— Your assignment —
Retrieve every line of the data holding the word "accept".
************
PR #1078, opened 2019-09-26
Sdkserver port configuration

roberthbailey:
First step of fixing https://github.com/googleforgames/agones/issues/851. 

I'm marking this as draft as I still need to do some testing.

### DIFF
--- a/pkg/apis/agones/v1/gameserver.go
+++ b/pkg/apis/agones/v1/gameserver.go
@@ -70,6 +70,13 @@ const (
 	// This will mean that users will need to lookup what port has been opened through the server side SDK.
 	Passthrough PortPolicy = "Passthrough"
 
+	// SdkServerLogLevelInfo will cause the SDK server to output all messages except for debug messages.
+	SdkServerLogLevelInfo SdkServerLogLevel = "Info"
+	// SdkServerLogLevelDebug will cause the SDK server to output all messages including debug messages.
+	SdkServerLogLevelDebug SdkServerLogLevel = "Debug"
+	// SdkServerLogLevelError will cause the SDK server to only output error messages.
+	SdkServerLogLevelError SdkServerLogLevel = "Error"
+
 	// RoleLabel is the label in which the Agones role is specified.
 	// Pods from a GameServer will have the value "gameserver"
 	RoleLabel = agones.GroupName + "/role"
@@ -135,16 +142,10 @@ type GameServerSpec struct {
 	Health Health `json:"health,omitempty"`
 	// Scheduling strategy. Defaults to "Packed"
 	Scheduling apis.SchedulingStrategy `json:"scheduling,omitempty"`
-	// Logging specifies log levels for Agones system containers
-	Logging Logging `json:"logging,omitempty"`
+	// SdkServer specifies parameters for the Agones SDK Server sidecar container
+	SdkServer SdkServer `json:"sdkServer,omitempty"`
 	// Template describes the Pod that will be created for the GameServer
 	Template corev1.PodTemplateSpec `json:"template"`
-}
-
-// Logging specifies log levels for Agones system containers
-type Logging struct {
-	// SdkServer is a log level for SDK server (sidecar) logs. Defaults to "Info"
-	SdkServer string `json:"sdkServer,omitempty"`
 }
 
 // GameServerState is the state for the GameServer
@@ -184,6 +185,19 @@ type GameServerPort struct {
 	Protocol corev1.Protocol `json:"protocol,omitempty"`
 }
 
+// SdkServerLogLevel is the log level for SDK server (sidecar) logs
+type SdkServerLogLevel string
+
+// SdkServer specifies parameters for the Agones SDK Server sidecar container
+type SdkServer struct {
+	// LogLevel for SDK server (sidecar) logs. Defaults to "Info"
+	LogLevel SdkServerLogLevel `json:"logLevel,omitempty"`
+	// GRPCPort is the port on which the SDK Server binds the gRPC server to accept incoming connections
+	GRPCPort int32 `json:"grpcPort,omitempty"`
+	// HTTPPort is the port on which the SDK Server binds the HTTP gRPC gateway server to accept incoming connections
+	HTTPPort int32 `json:"httpPort,omitempty"`
+}
+
 // GameServerStatus is the status for a GameServer resource
 type GameServerStatus struct {
 	// GameServerState is the current state of a GameServer, e.g. Creating, Starting, Ready, etc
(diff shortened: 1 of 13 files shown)


roberthbailey:
Ok, I've done some testing and this is now ready for review. Note that this only makes the ports configurable in the sdkserver, so currently you need to recompile the gameserver with a new SDK with a different port number to actually take advantage of this feature. I'll add SDK support in separate PRs (one per SDK to make them easier to review in parallel). 

Testing cases:

1. Not setting port, existing SDK: works as before
2. Setting port, existing SDK: SDK fails to connect (expected) and gs in unhealthy
3. Setting port, recompiled SDK with new port: works as expected
4. Not setting port, recompiled SDK with new port: SDK fails to connect (expected) and gs in unhealthy

pkg/apis/agones/v1/gameserver.go
```diff
@@ -221,13 +225,13 @@ func (gss *GameServerSpec) ApplyDefaults() {
...
 	gss.applySchedulingDefaults()
-	gss.applyLogLevelDefaults()
+	gss.applySdkServerDefaults()
 }
 
-// applyLogLevelDefaults applies the log level default - "Info"
-func (gss *GameServerSpec) applyLogLevelDefaults() {
-	if gss.Logging.SdkServer == "" {
-		gss.Logging.SdkServer = "Info"
+// applySdkServerDefaults applies the default log level ("Info") for the sidecar
```
roberthbailey: So @aLekSer added this function in https://github.com/googleforgames/agones/pull/1007 and I modified it, but I'm wondering if we should just remove it. The only reason to explicitly set this field is if we are worried about compatibility and implicit values. There is code in `pkg/sdkserver/sdkserver.go` that defaults the log level to info so doing it here feels redundant and it also means that when you describe a game server you **always** see this field, even if you didn't explicitly set it. 

I think it would be better to just leave the struct empty unless it's explicitly set by a user. WDYT?

aLekSer: Yes, I added some redundancy at the early development stage and forgot to remove.
This could be removed now since SDK server is setting default INFO loglevel.

markmandel: So I would actually argue to keep it - basically because when you do a `kubectl get gameserver foo -o yaml` or a `kubectl describe gs foo` you can see what the default value is set to in those commands.

Same as what happens with Pods - you get a bunch more stuff back than what you originally set, because it's the default that has been set by the system.

pkg/apis/agones/v1/gameserver.go
```diff
@@ -135,16 +135,20 @@ type GameServerSpec struct {
...
 	Template corev1.PodTemplateSpec `json:"template"`
 }
 
-// Logging specifies log levels for Agones system containers
-type Logging struct {
-	// SdkServer is a log level for SDK server (sidecar) logs. Defaults to "Info"
-	SdkServer string `json:"sdkServer,omitempty"`
+// SdkServer specifies parameters for the Agones SDK Server sidecar container
+type SdkServer struct {
+	// Logging is a log level for SDK server (sidecar) logs. Defaults to "Info"
```
markmandel:
```suggestion
	// Logging is a log level for SDK server (sidecar) logs. Defaults to "Info". Can also be "Error" or "Warning"
```

pkg/apis/agones/v1/gameserver.go
```diff
@@ -135,16 +135,20 @@ type GameServerSpec struct {
...
+	Logging string `json:"logging,omitempty"`
```
markmandel: Probably not for this PR, but should this be its own type, with predefined values as variables - LoggingError, LoggingWarning, and LoggingInfo ?

site/content/en/docs/Reference/fleet.md
```diff
@@ -58,9 +58,11 @@ spec:
         initialDelaySeconds: 30
         periodSeconds: 60
 {{% feature publishVersion="1.1.0" %}}
```
markmandel: This is going to make an ugly gap in the final rendering - have a look at #1081 - if you review and merge that first, you can take advantage of the split I've already got in there.

site/content/en/docs/Reference/gameserver.md
```diff
@@ -50,13 +50,20 @@ spec:
     # Defaults to 3. Minimum value is 1
     failureThreshold: 3
 {{% feature publishVersion="1.1.0" %}}
-  # logging parameters for game server sidecar
-  logging:
+  # Parameters for game server sidecar
```
markmandel: Same gap comment as above. (because of the feature shortcode)

roberthbailey:
> Just to confirm - this doesn't cover the changes to the SDK(s) so it can connect to the specified ports. I assume that is coming in later PRs? (No problem if it is, just wanted to be sure)

Yes, that's what I was trying to explain [here](https://github.com/googleforgames/agones/pull/1078#issuecomment-535774711):

> Note that this only makes the ports configurable in the sdkserver, so currently you need to recompile the gameserver with a new SDK with a different port number to actually take advantage of this feature. I'll add SDK support in separate PRs (one per SDK to make them easier to review in parallel).

pkg/apis/agones/v1/gameserver.go
roberthbailey: Maybe? Are there examples of other enums being done this way instead of just using a string with documentation?

markmandel: Yeah, lots, e.g.:
https://github.com/googleforgames/agones/blob/master/pkg/apis/agones/v1/gameserver.go#L36-L71

Pattern taken from Kubernetes e.g.:
https://github.com/googleforgames/agones/blob/master//vendor/k8s.io/api/core/v1/types.go#L345-L357 (and lots more in that file)

/cc @aLekSer for visibility. I should have picked this up on initial review, apologies.

pkg/apis/agones/v1/gameserver.go
roberthbailey: In that case, should we also default in the two port values? The downside of defaulting is that it makes it impossible to tell later if the value was set by the user or defaulted by the system. 

For port values, I was planning to do something along the lines of adding a flag/env variable to the game server container that the SDK can find and set the port to connect to. If we don't default the port values, we can just set this if the user requested a specific port. If we default the values, we will need to always set it. The same applies on the sdkserver sidecar container. Right now, in this PR I only set the flags to configure the two ports if a user specified a non-default port in the gameserver config. If we default the port, then the flags will always be specified, because the values will always be non-nil.

site/content/en/docs/Reference/fleet.md
roberthbailey: I'll merge your PR and rebase.

pkg/apis/agones/v1/gameserver.go
roberthbailey: I've gone ahead and done this in the same PR. No need to create another one for this change.

pkg/apis/agones/v1/gameserver.go
roberthbailey: I actually think that with a type defined for this we don't need to enumerate all possible values here (but saying the default is still useful).

pkg/apis/agones/v1/gameserver.go
roberthbailey: As long as I'm mucking with this, would LogLevel make more sense instead of Logging? We picked Logging because it could apply to multiple things, but it really represents the (singular) log level for the sdkserver.

roberthbailey:
I've rebased, picking up the fix for the spacing issues in the website. 

I think there are two outstanding questions:

1. Defaulting for the sdk server parameters: do we default logging, all, or none?
1. Name for the log level / logging parameter: do we change it from Logging to LogLevel?

pkg/apis/agones/v1/gameserver.go
markmandel: Yeah, I agree - I think are right - `LogLevel` is better.

markmandel:
> Defaulting for the sdk server parameters: do we default logging, all, or none?

I would default all. AFAIK, it seems to be the standard Kubernetes action, so that's what we've followed elsewhere. Also makes it easier to introspect what the values actually are from looking at that final `GameServer` configuration.

> Name for the log level / logging parameter: do we change it from Logging to LogLevel?

I agree - LogLevel is better. :+1:

roberthbailey:
This is ready for another review pass.

roberthbailey:
> Looks like you got caught by a linting fail, 

I still haven't figured out how to get GoLand to run gofmt on save.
************
— Final answer —
+	// GRPCPort is the port on which the SDK Server binds the gRPC server to accept incoming connections
+	// HTTPPort is the port on which the SDK Server binds the HTTP gRPC gateway server to accept incoming connections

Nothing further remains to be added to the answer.